---
name: canary-deploy
description: Safe system changes with automatic baseline capture, canary testing, and rollback for critical infrastructure modifications. Use when making changes to SSH config, firewall rules, network settings, systemd services, kernel parameters, or any system change that could break remote access. Prevents lockouts by validating connectivity before and after changes.

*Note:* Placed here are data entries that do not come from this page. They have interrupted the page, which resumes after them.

PR #354, opened 2016-06-28
Added MPRIS module

ritze:
Just check if some player with mpris support is running and show the song information. You can also prioritize your players.

### TODO
- [x] Use dbus listeners
- [x] Use list format for `player_priority` rather than a comma separated string
- [x] Use formatting with optional placeholders, e.g. `{state} [[[{artist} - ]{title}]|[{file}]]` and maybe delete `format_stream`
- [x] Variable placement of buttons
- [x] Get informed when a player with a higher priority is still running but is less active than a player with a lower priority
- [x] Test the module with all players of the world :-)


py3status/modules/mpris.py
```diff
@@ -0,0 +1,236 @@
...
+Requires:
+    dbus
+
+@author Pierre Guilbert, Jimmy Garpehäll, sondrele, Andrwe, Moritz Lüdecke
+"""
+
+from datetime import timedelta
+from time import time, sleep
+import re
+import dbus
```
tobes: pydbus would be better to use 
https://www.freedesktop.org/wiki/Software/DBusBindings/

ultrabug:
Which module did you base yourself upon please ? I'm asking because there is the player_control module which is meant for this AFAIK, what do you think ?

Thanks

ritze:
My code is based on the spotify plugin. player_control only supports vlc and audacious.

My daily routine is listening music with mpd/cantata and watching videos with [bomi](https://bomi-player.github.io) while the music player is paused. Based on this behavior the mpris plugin always shows the current information of the most active player. E.g. if mpd paused and bomi playing I get the video title which bomi is played. When I listening music with mpd and I just check for five seconds a video in bomi the plugin don't switch unnecessary.

tobes:
Is there a reason that player_control could not learn about mpris?

ritze:
Absolutely not. :-) Should be easy to merge this two modules. I'll do it when I find some time. Maybe already this weekend.

tobes:
I should have said spotify shouldn't I :)

ritze:
The mpris module should already includes all functionality of the spotify plugin. But I didn't test it with spotify because I have no spotify account.

tobes:
Actually having thought a bit more this is what I'd be in favour of creating a super new media_player module as follows.  We could then deprecate player_control and spotify.

* use pydbus rather than dbus python lib as it has better support etc

* only use dbus for everything getting track / artist, player controls

* use composites so multiple buttons (play, next, volume, shuffle etc)

* display track/artist etc

* it could even handle multiple players at the same time though that might be a bit mental.

Spotify is a really specific name and none of the features seem spotify specific.  Player_control is limited and written specifically for each player when there is no need we could just use dbus.  It also doesn't display info about the tracks.  Merging both these features into one module. feels sensible too me.

Maybe having track display and controls separate is a good idea.

@ultrabug what would your view be?

ritze:
These points were still on my todo list for the next days. :-)

tobes:
I'm not a fan of that last commit.  I'd prefer there to be 'real' buttons on the status bar rather that left/right clicking for actions etc.

ritze:
Didn't know that this is possible.

tobes:
It's a new feature in 3.0 and currently not well documented.  It is used in the timer module.

ritze:
Handling streaming is a little bit tricky because the metadata field is in each player different:
* Cantata doesn't set the dbus metadata property
* mpd set it to "artist - title"
* and vlc set the title just to the radio station name and additionally to that it defines a new metadata tag "vlc:nowplaying" with the artist and title in it.

I don't know how I could do this better as currently.

Also I doesn't like my detection of video and music (see is_video variable). It smells like a workaround...

tobes:
> Handling streaming is a little bit tricky because the metadata field is in each player different:

It might be worth looking at how other projects deal with this eg https://github.com/enkore/i3pystatus/blob/master/i3pystatus/now_playing.py (not that helpful but you might find something better)

ritze:
With the last commit you can show only information of one specific player or multiple specific players. Additionally you can add more instances of the mpris module in your py3status config, so you can show multiple players at the same time in your bar.

You can also show other players if your favorite player isn't running. Just add a `,*` in the **player_priority** parameter. This is the "old" way.

tobes:
I think you have too many formats etc . The clementine module https://github.com/ultrabug/py3status/blob/master/py3status/modules/clementine.py has a simple format, even it not user set-able.

This should aim to be lean first.

ritze:
So which features are expendable? I think `genre`, `date` and `track` are not so important. For me `shuffle` and `loop` are also unimportant, but maybe someone wants this. Same with `time`, `length` and `time_left`.

Personally I only use `state`, `artist` and `title`. `player` can also be useful, when you run multiple players at the same time or multiple instances

tobes:
> Personally I only use state, artist and title. player can also be useful, when you run multiple players at the same time or multiple instances

That sounds a better start

ritze:
I kept `album`, `time` and `length` because this seems useful in this plugin. Also I delete `format_no_tags` and use `format_stream` instead.

ritze:
Now the user can decide if he wants real buttons or interact with the text.

ultrabug:
This is a huge one, how close to final do you think this module is mates ?

tobes:
I'd really like to spend some time simplifying/streamlining the code.  I was going to wait for @ritze to finish making his regular changes before starting on that.

ritze:
I'm done with my changes. It's your code now. :-)

tobes:
> It's your code now. :-)

No, this is still your baby ;p

py3status/modules/mpris.py
```diff
@@ -0,0 +1,378 @@
...
+                    'full_text': ' ' + self.state_next + ' ',
+                    'index': 'next',
+                })
+            elif button == 'previous':
+                response.append({
+                    'color': '#CCCCCC',
+                    'full_text': ' ' + self.state_previous + ' ',
+                    'index': 'previous',
+                })
+
```
tobes: To me this looks like repeated code.

We know the index.  We could have a crafty dict
```
whatever = {
    'play': state,
    'stop': self.state_stop,
    ...
}
```
for the bits that are dynamic and remove a few lines of code.

tobes: We could even check for capabilities of the player (via dbus) to decide if they should be enabled or disabled the control.  Well have an appropriate color.

maybe the `whatever` dict might need to be cleverer eg
```
whatever = {
    'play': {'enabled': ?, 'icon': state, ...},
    ...
}
```

`whatever` is a terrible name

py3status/modules/mpris.py
```diff
@@ -0,0 +1,378 @@
...
+        else:
+            if button == 1:
+                if index == 'play':
+                    self._player.PlayPause()
+                elif index == 'stop':
+                    self._player.Stop()
+                elif index == 'next':
+                    self._player.Next()
+                elif index == 'previous':
+                    self._player.Previous()
```
tobes: that `whatever` dict might save a few lines here too :)

or at least make adding new ones really easy

py3status/modules/mpris.py
```diff
@@ -0,0 +1,378 @@
...
+                    length = _get_time_str(_length_ms)
+            else:
+                # use stream format if no metadata is available
+                is_stream = True
+        except Exception:
+            color = i3s_config['color_bad']
+
+        if is_stream:
+            # delete the file extension
+            title = re.sub(r'\....$', '', title)
```
tobes: Your regex `r'\....$'` only catches 3 letter extensions `r'\.[^.]+*$'` might be better.  But is hiding the extension important?  I'm not sure.  Do all streams have extensions? what if there is a `.` in a 'proper' title

py3status/modules/mpris.py
```diff
@@ -0,0 +1,378 @@
...
+            if button == 'play':
+                response.append({
+                    'color': '#CCCCCC',
+                    'full_text': ' ' + state + ' ',
+                    'index': 'play',
+                })
+            elif button == 'stop':
+                response.append({
+                    'color': '#CCCCCC',
+                    'full_text': ' ' + self.state_stop + ' ',
```
tobes: `' ' + self.state_stop + ' '`

What if I don't like these spaces?  why not just add the spaces in `state_stop = ' ◾ '` if I do?

ritze: `state_play`, `state_pause` and `state_stop` are also used for the placeholder `{state}`. If you move the spaces from the source code to the format string than you can be get an ugly text e.g. for `format = "{state} {title}"` you'll get `" ◾ We Will Rock You"`.

But yes I also don't like this code. Just couldn't find a better solution here…

py3status/modules/mpris.py
ritze: Primary I use this for hiding file extensions when playing videos. Most of the video files have no tags.

tobes:
> format = "{state} {title}"

I think that is fine but we should have.

icon_stop, icon_play, icon_pause ....

then the buttons list is 'play, stop, toggle' ...

so {state} and 'button icons' have separate purposes rather than state_play also used for a button.

Make sense?

py3status/modules/mpris.py
```diff
@@ -0,0 +1,385 @@
...
+                                        self.icon_stop,
+                                        self._player.Stop),
+            'next':     _get_ctr_struct(self._player.CanGoNext,
+                                        self.icon_next,
+                                        self._player.Next),
+            'previous': _get_ctr_struct(self._player.CanGoPrevious,
+                                        self.icon_previous,
+                                        self._player.Previous)
+        }
+
```
tobes: using `_get_ctr_struct()` makes this hard to read why not just be explicit to start with.

 ``` 
'play': {'clickable': ...,
         'icon': ...,
         'action':...},
```

Also I'd just use the attributes eg `'CanGoPrevious'` and then do `getattr(self._player, attribute)` as needed rather than having to keep generating the dict all the time.

File: py3status/modules/mpris.py [hunk 7]
```diff
@@ -0,0 +1,385 @@
...
+        state = 'pause' if self._player.PlaybackStatus == 'Playing' else 'play'
+        control_states['play_pause'] = control_states[state]
+
+        return control_states
+
+    def _get_response_buttons(self):
+        response = []
+        buttons_order = self.buttons_order.split(',')
+        available = ['pause', 'play', 'play_pause', 'stop', 'next', 'previous']
```
tobes: isn't this just the keys of `_control_state` dict so doesn't need repeating.

`for button in [e for e in buttons_order if e in self._control_states]:`

py3status/modules/mpris.py
ritze: CanGoPrevious etc are methods. I call them finally when I need the value, see `self._control_states[index]['action']()` line 378. Or does this work in another way in python?

tobes: `getattr(self._player, self._control_states[index]['action'])()` works if the value is a string.

The reason is that you don't need to keep defining the dict when `self._player` is changed.

py3status/modules/mpris.py
```diff
@@ -8,7 +8,7 @@
 to define the button parameters in the i3status config.
 
 Configuration parameters:
-    button_play: mouse button to toggle between play and pause mode
+    button_play_pause: mouse button to toggle between play and pause mode
```
tobes: is `button_toggle` a better name?

ultrabug:
Have you guys reached a good level of satisfaction here ?

py3status/modules/mpris.py
```diff
@@ -0,0 +1,382 @@
...
+
+class Py3status:
+    """
+    """
+    # available configuration parameters
+    button_stop = None
+    button_toggle = 1
+    button_next = 4
+    button_previous = 5
+    buttons_control = None
```
tobes: I'm not sure of this name it is a bit too close to `button_xxx` maybe something like `show_controls`?

py3status/modules/mpris.py
```diff
@@ -0,0 +1,382 @@
...
+                              state=state,
+                              album=album,
+                              artist=artist,
+                              length=length,
+                              time=time,
+                              title=title), color)
+
+    def _get_control_states(self):
+        control_states = {
+            'pause':    {'clickable': self._player.CanPause,
```
tobes: like the action I think it would be nice to make this a string too.  We would only have to check for controls we care about rather than all of them and also this would then be static and would just need to be set up once.

Stop is a funny one as there is no `CanStop` but defining this as `None` would be easy to get around this issue.

tobes:
We are getting there :) My main concern currently is the config params as we will end up 'stuck' with them.  So getting them right is the main thing.

py3status/modules/mpris.py
```diff
@@ -0,0 +1,385 @@
...
+        return control_states
+
+    def _get_response_buttons(self):
+        response = []
+        buttons_order = self.buttons_order.split(',')
+        available = self._control_states.keys()
+
+        for button in [e for e in buttons_order if e in available]:
+            control_state = self._control_states[button]
+            clickable = getattr(self._player, control_state['clickable'], True)
```
ritze: The trick with None didn't work but this workaround should works good enough.

tobes:
Ok,  I've started tested this.

My first observations

* We don't seem to be listening to dbus.  eg I use vlc to play a track. toggle play pause the module does not update except on the schedule of default update interval.  We could subscribe to the player and then instantly respond to that state change.

* The current time should really be updating every second when it is running.  We could do this

These are things that we can improve later so I'm not too bothered about them for now (the time thing can be a bit tricky but we have done this in other modules)

The controls.

*  The spacing for these at default is too much we could do this better adding something like `'min_width': 20, 'align': 'center',` to the control output feels like a nicer way to achieve the spacing.

* the color for the controls is set and might not work for users why not just use `color_good` etc?

* placement of the controls.  Why not just have a `{controls}` status string placeholder? (again this is a bit of work but we've got similar code elsewhere).

* the controls are not very clever so the play control is 'enabled' even if the player is playing, to me it should be disabled at that point.  Also next/previous are enabled even for a single track in the playlist (this might be trickier and I'm not sure if they really should be enabled or not, they restart the song) - This is something that isn't important as it can be improved on later.

Other

* the on_click function throws an error for unknown buttons being pressed adding a `else: return` in the `if index == 'text':` would be a simple fix.

@ritze what do you think?  If you need a pointer on any of the bits let me know.

tobes:
Maybe with the `{commands}` thing go even further and have things like `{command_toggle}` `{command_next}` that way we could remove `commands`.

ritze:
- I had the idea with the `{commands}` placeholder too, but I aborted it because it were a bit too heavy at this time. I'm relatively new in python. But I like this idea too.
- There are listener in dbus so we can get every changes instantly. Especially for time and state changes.
- I only tested the module with **mpDris2** (for mpd), **Cantata** and a little bit **vlc** and **bomi**. Each player do some other strange things. For example Cantata doesn't set the url in the metadata.
- I didn't know that there is another way for spacing without blanks. So your idea is much better than my way with one blank character on each side of the symbol.
- `CanPlay`, `CanStop` and so on are controlled by the player. So only the player knows how the specific behavior behind this buttons are. For example you could listening an audio stream and when you click on the play button the player "could" restart the audio stream and clean the buffer. Yes the behavior of the control buttons could be better but we should also think about it what can be go wrong.

tobes:
> I had the idea with the {commands} placeholder too, but I aborted it because it were a bit too heavy at this time. I'm relatively new in python. But I like this idea too.

If you like I could add this and make a pull request.

> CanPlay, CanStop and so on are controlled by the player. So only the player knows how the specific behavior behind this buttons are. For example you could listening an audio stream and when you click on the play button the player "could" restart the audio stream and clean the buffer. Yes the behavior of the control buttons could be better but we should also think about it what can be go wrong.

Not sure about on other players but vlc just seems to treat these as 'yes you can send the Play command' rather than 'this is a time when this actually does something'.

I was thinking that we know that if we are playing then play should be disabled.  But I think this is fine for now.

py3status/modules/mpris.py
```diff
@@ -277,40 +281,67 @@ def _get_text(self, i3s_config):
...
+
+    def _get_response_buttons(self, i3s_config):
         response = []
         buttons_order = self.buttons_order.split(',')
         available = self._control_states.keys()
 
         for button in [e for e in buttons_order if e in available]:
             control_state = self._control_states[button]
-            clickable = getattr(self._player, control_state['clickable'], True)
+            control_state['enable'] = self._get_button_state(control_state)
```
tobes: I think this is a backward step a it makes control_states have state, which feels wrong to me.  There isn't a need for this.  You are only really needing it here.  You do use it in `on_click()` but then you are using a cached version and it has no real value.  In the on_click if you care then why not just recalculate the value?

ritze:
- [x] Use native button spaces
- [x] Use native `color_good` and `color_bad` for button state
- [x] Intelligent buttons
- [ ] Use dbus listeners
- [ ] Update time every second (when it's running)
- [ ] Variable placement of buttons
- [ ] Test the module with all players of the world :-)

Did I forget some point?

I also added an optional setting for the button state color so the user can decide…

py3status/modules/mpris.py
```diff
@@ -123,17 +125,19 @@ class Py3status:
     button_next = 4
     button_previous = 5
     buttons_order = 'previous,toggle,next'
+    color_buttons_bad = None
+    color_buttons_good = None
```
tobes: maybe `color_control_active` /  `color_control_inactive` buttons is a little confusing imho

ritze: Didn't found a better expression. I'm very bad in choosing good variable names.

py3status/modules/mpris.py
```diff
@@ -0,0 +1,422 @@
...
+        is_stream = False
+        player = UNKNOWN
+        state = UNKNOWN
+        artist = UNKNOWN
+        album = UNKNOWN
+        length = UNKNOWN_TIME
+        ptime = UNKNOWN_TIME
+        title = UNKNOWN
+
+        _left_s = None
```
tobes: @ritze generally in python a leading `_` has special meaning.  It shows that the thing should be treated as private.  Python has no real private as we can just find anything in a module/class etc, but the underscore let's people know that they should not be playing with stuff, or that it is not supported.

In Py3status objects we use it for methods names to stop them being run to get a modules output too.

`_left_s` is a local variable so it is effectively private anyhow so there is no need to have the leading underscore.  If you want to keep it that's fine but reading the code it just looks a bit out of place.

py3status/modules/mpris.py
```diff
@@ -407,6 +407,8 @@ def on_click(self, i3s_output_list, i3s_config, event):
                 index = 'next'
             elif button == self.button_previous:
                 index = 'previous'
+            else:
+                return
```
ritze: I mistyped, this commit fixes a bug…

ultrabug:
Wow that ought to be the most worked on module during a PR @ritze ! Thanks so much for the time and effort you put into this.

Guys, I trust you both on this module to ping me when I shall merge it.

Cheers !

tobes:
A few more thoughts on this

* I'm still keen on having a simpler format.  I like how mpd https://github.com/ultrabug/py3status/tree/master/py3status/modules#mpd_status does it's formatting eg `{state} [[[{artist} - ]{title}]|[{file}]]`  Personally I think this would be useful for several modules.  I've got some code that does this and could be added to the `Py3` class.  @ultrabug do you think this would be useful?  I'd probably make it an option on `Py3.safe_format()`.  Anyhow it would mean we would need one less format string.

* Now that #282 is merged we can set `player_priority` to being a list in the config file rather than using a comma separated string.  It might be worth seeing if the user set a string eg `player_priority` = 'vlc'` and just converting to a list in that case.  Also maybe consider changing the name to `players`.

Anyhow @ritze let me know if you need a hand with any of the fiddly bits.

ritze:
> I like how mpd https://github.com/ultrabug/py3status/tree/master/py3status/modules#mpd_status does it's formatting eg {state} [[[{artist} - ]{title}]|[{file}]]

I had this idea some time ago too, when I separated the format string into `format` and `format_stream`. But I discarded this to keep the code simple.

I added this two features to the TODO list at the opening pull request comment.

tobes:
PR #384 adds parse_format() for `{state} [[[{artist} - ]{title}]|[{file}]]` style stuff

ritze:
I don't know why but the `_on_change` function is never called. I played a little bit with the code but couldn't find the problem yet.

The [example code](https://github.com/LEW21/pydbus/blob/master/pydbus/tests/gnome_music.py) of pydbus works fine. Maybe because they're using `GObject.MainLoop()` instead of `sleep(X)`?

tobes:
Yeah you need the loop.

tobes:
Module vpn_status implements pydbus listening https://github.com/ultrabug/py3status/blob/master/py3status/modules/vpn_status.py

You need to run the loop in a thread a thread etc see `_start_handler_thread()`

tobes:
From your todo list

> Variable placement of buttons

I was going to look at making a nice helper function for this in Py3 as it will be cleaner to make a single implementation rather than each module that wants to do this re-implementing it.

ritze:
I tried to connect with all mpris players which are available in dbus. This had the effect that I get multiple signals from one same mpris bus/player. I don't know what's went wrong so I only check at the regular interval time for new players and if the playback state has been changed.

Can I update the text by myself when some state has been changed or do I have to wait for the regular update interval?

tobes:
> Can I update the text by myself when some state has been changed or do I have to wait for the regular update interval?

If you are getting that info then `self.py3.update()` in your module will force an update.

py3status/modules/mpris.py
```diff
@@ -317,30 +318,24 @@ def _get_text(self, i3s_config):
...
-                update = time() + 1
+        try:
+            ptime_ms = self._player.Position
+            ptime = _get_time_str(ptime_ms)
+        except Exception:
+            ptime = UNKNOWN_TIME
+
+        if '{time}' in format and self._data['state'] == PLAYING:
+            # Don't get trapped in aliasing errors!
+            update = time() + 0.5
```
ritze: This doesn't work. Can it be that the granularity of py3status is 1 second?

tobes: The minimum update time is 0.1 seconds.

tobes:
@ritze coming along nicely

A few things

* I get an error on line 426 when `self.player` is `None`.  Just adding a test for that before subscribing fixes the issue. This happens starting the module with no player running.

* Could you also change lines with unicode like `icon_pause = '▮▮'` to `icon_pause = u'▮▮'` for python2 compatibility.

* `state_stop` is not defined.

* where you delete the file extension if `self._data['title']` is `None` it fails, just check for that condition.

Hopefully #384 will get merged soon and then the formatting and adding controls via the format string will be available.

tobes:
>  I patched my local code but I get always the brackets including the content in it.

can you give an example?

There is still a python2 unicode issue with songs that have unicode names but this is probably better fixed inside safe_format so works for all modules.

ritze:
At the current state of the branch I get `[▶ The Kinks - Victoria]|[▶ Victoria]` instead of `▶ The Kinks - Victoria`

I build the string with `self.py3.safe_format(self.format, placeholders)`.

tobes:
what is you `format`? for me this works fine but I had to merge that branch into your one to test things.

ritze:
> what is you format?

`format = '[{state} {artist} - {title}]|[{state} {title}]'`

I checked out the current master branch and copied the changes #384.

tobes:
Odd I cannot reproduce this

What version of python are you running? I'm on 3.4.3

Incidentally you probably want

`format = '{state} [{artist} - {title}]|[{title}]'`

as `{state}` will always be something.

ritze:
Seems to be my fault: `build_composite`couldn't found. Something went wrong on my merge....

ritze:
I found it. I installed on my system the master branch without your patch and locally the master branch with your patch. Now you can guess whats went wrong on the execution. :-/

tobes:
I found another small issue.

If there is no player and I click on mpris I get an error.  you just need to check for `self._player`

tobes:
I had a little play getting the module to tell when a player is added or removed.  This patch seems to do the trick.  You would need to recheck players that are available eg remove the player if none are, before calling the update()

```
diff --git a/py3status/modules/mpris.py b/py3status/modules/mpris.py
index d3da8f6..8352e0f 100644
--- a/py3status/modules/mpris.py
+++ b/py3status/modules/mpris.py
@@ -368,7 +368,22 @@ class Py3status:
         self._loop = GObject.MainLoop()
         self._loop.run()
 
+    def _available_players_changed(self, *args):
+        if len(args) < 6:
+            return
+        if args[5][0].startswith('org.mpris.MediaPlayer2'):
+            self.py3.update()
+
     def _start_listener(self):
+        self._dbus.con.signal_subscribe(
+            None,
+            'org.freedesktop.DBus',
+            'NameOwnerChanged',
+            None,
+            None,
+            0,
+            self._available_players_changed,
+        )
         t = Thread(target=self._start_loop)
         t.daemon = True
         t.start()
```

You are using `py3.build_composite()` incorrectly `py3.safe_format()` works for how things are now.

To use `build_composite()`

```
return {
    'cached_until': ..,
    'composite': self.py3.build_composite(....),
}
```

ritze:
All features are implemented now. It's debug time … yeah…

py3status/modules/mpris.py
```diff
@@ -0,0 +1,497 @@
...
+        if self._player is None:
+            self._player = None
+            self._player_name = 'None'
+            self._player_subscription = None
+            text = self.format_none
+            color = i3s_config['color_bad']
+            composite = ({
+                'full_text': text,
+                'color': color,
+            })
```
tobes: a composite is a list so `composite = [{ ... {[` you have an error when no player.

tobes:
:)

I've updated #384 so your new format parses correctly (shows the space between {state} and the title.

tobes:
The color isn't showing for the state (playing etc).

This is because we are expecting it for the section.  I think I'll change how the composites are handled so that the 'color' you do pass gets used.  I'll have a bit more of a think if that is the best approach.

tobes:
Currently things get quite 'jumpy' when playing/pausing a song due to `state_pause` and `icon_pause` being two characters whilst the others are one character.

I had a look but couldn't find a nice single character pause symbol.

Just using `u'▮'` rather than  `u'▮▮'` has a much nicer not 'jumpy' feel.  I'd be inclined to use that as it make the module feel more 'professional' even if it's not the normal pause symbol people are used to.

In the future I want to add themes to py3status which would give us a py3status custom font so we could have nice symbols.  This of course is not a given to happen, but users can always add a font say font-awesome and use the symbols for that as things are.

tobes:
I think your format is wrong
```
format = '{previous}{toggle}{next} {state}[ [{artist} - {title}]|{title}]'
```
should be (extra space before title)  I haven't tested this but I think it's needed
```
format = '{previous}{toggle}{next} {state}[ [{artist} - {title}]| {title}]'
```

tobes:
Good work on this @ritze 

As I see it

* we are now dependent on PR #384 and #395

* minor docstring stuff (adding defaults) eg
```
    button_stop: mouse button to stop the player (default None)
```

* we should also add in the docstring a list of known working players I have only tested with 'vlc' and ask users to report other players that work.

* you have `# TODO: This should also works with "del self._player"` this doesn't make sense to me if you do `del self._player` then every reference to it eg `if self._player:` will crash and burn.

* `cached_until = time() + self.cache_timeout` and be changed to `cached_until = self.py3.CACHE_FOREVER` then we can remove `cache_timeout` config parameter.

There are a few niggly things about dealing with multiple players both of different types and multiple instances of the same player.  I think this does not really present an issue for this PR as it can be improved later.  Maybe along with the ability to actively change the player being monitored.

I am also not sure about a couple of color names eg `color_control_inactive` in PR #279 we are working towards more universal colors that can work across modules (some of the discussions have been outside of the git log issue).  But the names are not decided yet so nothing to do here as yet.

There are also a few python2 unicode issues but they need fixing in the main code not here and we work in most situations in python2.

ritze:
> `cached_until = time() + self.cache_timeout` and be changed to `cached_until = self.py3.CACHE_FOREVER` then we can remove `cache_timeout` config parameter.

With this change we don't get recognized when a player was started with a higher priority than the current one.

tobes:
> With this change we don't get recognized when a player was started with a higher priority than the current one.

We should get a dbus notification when a player is opened/closed.

Is this when I have two players open but then play the higher priority one?  If so maybe we need to subscribe to all active players (or at least the higher priority ones) so we can update when they change state eg stopped -> playing

py3status/modules/mpris.py
```diff
@@ -0,0 +1,500 @@
...
+    button_next: mouse button to play the next entry (default 4)
+    button_previous: mouse button to play the previous entry (default 5)
+    color_control_inactive: button color if button is not clickable
+    color_control_active: button color if button is clickable
+    color_paused: text color when song is paused, defaults to color_degraded
+    color_playing: text color when song is playing, defaults to color_good
+    color_stopped: text color when song is stopped, defaults to color_bad
+    format: see placeholders below
+    format_none: define output if no player is running
+    icon_pause: text for the pause button in the button control panel (default ▮)
```
tobes: `(default ▮)` -> `(default '▮')`

pydsigner:
Shouldn't the space just be after `{state}` rather than duplicated?

tobes:
> Shouldn't the space just be after `{state}` rather than duplicated?

As things are it probably would work the same but if we ever had a state but no artist and title then it does make a difference.

tobes:
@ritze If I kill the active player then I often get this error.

Born from a real incident where AllowTcpForwarding=no killed VPN tunnel access.
---

# Canary Deploy

Safe system changes with pre-flight checks, validation, and automatic rollback.

## The Problem

System changes can lock you out:
- SSH hardening breaks remote access
- Firewall rules block needed ports
- Kernel parameters cause instability
- Service restarts break dependencies

Recovery without physical access is painful or impossible.

## Quick Start

### Before any critical change

```bash
# Capture baseline (connectivity, services, ports)
bash scripts/canary-test.sh baseline

# Make your change
sudo nano /etc/ssh/sshd_config

# Validate change didn't break anything
bash scripts/canary-test.sh validate

# If validation fails:
bash scripts/canary-test.sh rollback
```

### For automated changes

```bash
# Full pipeline: baseline → apply → validate → rollback-if-failed
bash scripts/critical-update.sh \
  --name "SSH hardening" \
  --backup "/etc/ssh/sshd_config" \
  --command "sudo sed -i 's/PermitRootLogin yes/PermitRootLogin no/' /etc/ssh/sshd_config && sudo systemctl reload sshd" \
  --validate "ssh -o ConnectTimeout=5 localhost echo ok"
```

## Protocol A+B (Manual Workflow)

For interactive sessions where you want human-in-the-loop:

### Protocol A: Test interactively

1. Tell the human: "Open a second SSH session as backup"
2. Apply change in the first session
3. Ask: "Test connectivity from the second session"
4. If it works → confirm
5. If it fails → rollback from the backup session

### Protocol B: Backup first

1. Run `bash scripts/canary-test.sh baseline`
2. Verify backup is valid
3. Apply change
4. Run `bash scripts/canary-test.sh validate`
5. If validation fails → `bash scripts/canary-test.sh rollback`

**Always use both A + B together for maximum safety.**

## What Gets Checked

### Baseline capture
- SSH connectivity (local + remote)
- Open ports (ss -tlnp)
- Running services (systemctl)
- Firewall rules (ufw/iptables)
- Network routes
- DNS resolution
- Config file checksums

### Validation
- All baseline checks re-run
- Diff against baseline
- Any regression = FAIL

## Critical Change Categories

| Category | Risk | Example | Recovery |
|----------|------|---------|----------|
| SSH config | 🔴 HIGH | sshd_config changes | Backup session |
| Firewall | 🔴 HIGH | UFW/iptables rules | Pre-change snapshot |
| Network | 🔴 HIGH | Interface/routing changes | Console access |
| Services | 🟡 MEDIUM | systemd unit changes | systemctl restart |
| Kernel params | 🟡 MEDIUM | sysctl changes | Reboot to defaults |
| Packages | 🟢 LOW | apt install/upgrade | apt rollback |

## References

See `references/incident-report.md` for the real incident that inspired this skill.